Altro giro, questa volta alla Rai che è il vero Parlamento dell’Italia (determina il linguaggio, e quindi le coscienze), altri banchieri, altri tecnici di fiducia del tecnico Monti. Che non si è ricordato in nessun momento che si sono spese legislature per recidere i legami tra la Rai e l’esecutivo, riportando i poteri d’indirizzo, e di nomina, in Parlamento. E, benché grande privatizzatore, che la Rai va privatizzata. Ai sensi di un ben preciso referendum di diciassette anni fa. Il cui esito si poteva così commentare, l’11 giugno 1995:
“Sì dunque alla privatizzazione della Rai, col 55 per cento, no ai tre referendum contro le televisioni di Berlusconi, col 58 per cento. I referendum che così spesso danno esiti a sorpresa la dicono lunga sullo stato dell’opinione pubblica, dei giornali cioè e dei politici promotori. Che la Rai, la televisione più amata dagli italiani, sia impopolare, è certamente una sorpresa. Ma tra le cose che l’opinione pubblica non registra, e che fanno la sua forza, benché prevaricatrice, è che i referendum non incidono sui poteri reali.
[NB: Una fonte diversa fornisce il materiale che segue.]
PR #200, opened 2019-05-09
minor bug in test_utils

aelanman:
Fixes an error if running tests without h5py. Last comment from JOSS reviewer.


aelanman:
@bhazelton This is the last little detail the JOSS reviewer noticed. A test was failing if running without h5py because it was trying to clear a test file that doesn't exist. Once this is merged, it's accepted.

Issue #203, opened 2019-05-21
Running test simulations


aishrimc:
I have installed pyuvsim using `pip install pyuvsim`. On running `mpirun -n 20 python run_param_pyuvsim.py obsparam_1.1.yaml`, I am getting `python: can't open file 'run_param_pyuvsim.py': [Errno 2] No such file or directory`, and the ` obsparam_1.1.yaml` file (obtained via 
`wget https://github.com/RadioAstronomySoftwareGroup/pyuvsim/blob/master/reference_simulations/obsparam_ref_1.1.yaml`) is very different from the file in GitHub. I am attaching the file for your reference(in .txt format).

“Del tutto ineseguito, è facile scommessa, sarà quello sul Raiume, la dittatura del paese. Di linguaggio e di corruttela. Laboratorio e cassaforte del sottogoverno. Tutto è raccomandazione alla Rai, e viene diviso percentualmente tra gli spicchi del potere, assunzioni, promozioni, chiacchiere, gli appalti – di sceneggiati, film, soap, procurement degli ospiti, canzoni mandate in onda: tutto è spartito, chi non entra nella combinazione, cantante, musicista, attore, regista, produttore, presentatore non ha titolo al business. Analogamente per l’informazione: tutta a spicchi. Ma con preferenza per l’intramontabile Centro, cioè la ex Dc, ora raccolta nel’emittente tutta attorno a Casini, il leader politico con più raccomandati nella dirigenza Rai e negli uffici politici dei tg”.